Elective single embryo transfer in women aged 36–39 years

Zdravka Veleva1, Sirpa Vilska2, Christel Hydén-Granskog3, Aila Tiitinen3, Juha S. Tapanainen1 and Hannu Martikainen1,4

1 Department of Obstetrics and Gynecology, University of Oulu, Oulu 2 Infertility Clinic, Family Federation of Finland and 3 Department of Obstetrics and Gynecology, Helsinki University Central Hospital, Helsinki, Finland

4 To whom correspondence should be addressed at: Department of Obstetrics and Gynecology, University of Oulu, P.O. Box 5000, FIN-90014 Oulu, Finland. E-mail: hmartika{at}cc.oulu.fi

BACKGROUND: The elective single embryo transfer policy is the only effective strategy known to minimize the risk of multiple pregnancy. However, little is known about its applicability to women older than 35 years. METHODS: Analysis was carried out on 1224 fresh IVF/ICSI cycles with embryo transfer and 828 frozen embryo transfer (FET) cycles of women aged 36–39 years. In the fresh cycles, 335 elective single top quality embryo (eSET), 110 elective single non top quality embryo (nt-eSET), 194 compulsory single embryo (cSET) and 585 double embryo transfers (DET) were carried out.
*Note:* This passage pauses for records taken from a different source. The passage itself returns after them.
PR #1031, opened 2025-01-15
[AssignTiles][CI] Fix assign-tiles for L3 buffers with multiple tile candidate + add e2e test targeting 4x8 AIE array on Strix

Abhishek-Varma:
This PR logically contains two commits :-

**Commit 1**
-- Required to enable 4x8 AIE array on Strix.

RESULTS: Pregnancy rate/embryo transfer (33.1 versus 29.9%) and live birth rate (26.0 versus 21.9%) in fresh cycles did not differ significantly between the eSET and the DET groups. However, women in the eSET group had a higher cumulative pregnancy rate (54.0% versus 35.0%) and a higher cumulative live birth rate (41.8% versus 26.7%, P < 0.0001) compared with those in the DET group. The cumulative multiple birth rate in the eSET group was 1.7%, whereas in the DET group it was 16.6% (P < 0.0001). CONCLUSIONS: The eSET policy can be applied also to patients aged 36–39 years, reducing the risk of multiple birth and increasing the safety of assisted reproduction technique (ART) in this age group.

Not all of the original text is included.